Independent label Partisan is set to make a major impact in the second half of 2020 with its biggest-selling UK and Irish acts releasing new albums.
In the latest edition of Music Week, international general manager Jeff Bell opens up about the impact of Covid-19 on its release schedule.
The Brooklyn-based indie has new music from Irish band Fontaines DC (singer Grian Chatten is pictured with Idles’ Joe Talbot), whose sophomore album A Hero’s Death is out on July 31. That is followed by Idles’ third album Ultra Mono on September 25. Laura Marling has just released the physical edition of Song For Our Daughter.
With physical sales rebounding back above 20% of the overall market, Partisan is now well placed to score strong results across its release schedule in the second half of the year. But Bell admitted there were fears about the impact of coronavirus on the company early on in lockdown.

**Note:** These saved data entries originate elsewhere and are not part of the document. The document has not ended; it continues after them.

PR #56, opened 2022-08-26
Remove validation guest-side, debloating the module sizes

krl:


modules/box/Cargo.toml
```diff
@@ -5,11 +5,12 @@ authors = [
...
-
 license = "MPL-2.0"
 
 [dependencies]
 dallo = { path = "../../dallo", default-features = false }
 
 [lib]
 crate-type = ["cdylib", "rlib"]
+
+[workspace]
```
ureeves, line 16: And these should be removed

ureeves (changes requested):
The validation changes LGTM, but the Makefile and workspace changes increase complexity quite a bit and slow compilation times.
Here's PR https://github.com/dusk-network/hatchery/pull/58 addressing this. What do you think?

ureeves (approved):
LGTM

PR #60, opened 2022-09-02
Serialized modules

krl:
Serialization of modules


vmx/src/.#error.rs
```diff
@@ -1 +0,0 @@
-krl@x.1050905:1662051485
```
ureeves, line 1: ?

ureeves (approved):
Cool!

vmx/src/.#error.rs
krl: emacs litter, apologies

PR #346, opened 2024-03-18
Fix audit-reported under/overflows

### LINKED ISSUE #343: Audit: possible under/overflows
#### Summary

There are some possible over/underflows which may cause problems when the machine is called under certain conditions:

https://github.com/dusk-network/piecrust/blob/a6814919dc20347dc1571ec64db04e72056b8e31/piecrust/src/imports.rs#L94
https://github.com/dusk-network/piecrust/blob/a6814919dc20347dc1571ec64db04e72056b8e31/piecrust/src/call_tree.rs#L153
https://github.com/dusk-network/piecrust/blob/a6814919dc20347dc1571ec64db04e72056b8e31/piecrust/src/instance.rs#L269

In the spirit of defensive code, the overflows should cause an error, or there should be a very good reason commented as to why this can never happen.

#### Relevant Context (optional)

The first overflow given can be pretty severe if not in a Rust language context, since it could have been used by a contract to go past the boundaries of its own memory and into the memory of the host.

ureeves:
Fixing these required the introduction of an error variant called `Error::ArgumentBufferOverflow`, to handle possible instance of callers calling contracts with way too long arguments.

Resolves #343

### DIFF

“We were very concerned looking at physical retail, because that's such a big element of a lot of our artists,” he said. “Since then, retail has opened back up. I think the entire UK industry has been quite pleasantly surprised at how well physical retail has bounced back.”
During the lockdown, Bell said the label has taken various measures to support staff working remotely.
“The other thing we've done has been actively encouraging our staff to engage in social and political activism on company time,” he said. “It's something we feel very important about as a company, but also it means that they’re not using their own time to do it.”
Despite the challenging period for artist campaigns, Bell stressed that the label still has global ambitions across its roster.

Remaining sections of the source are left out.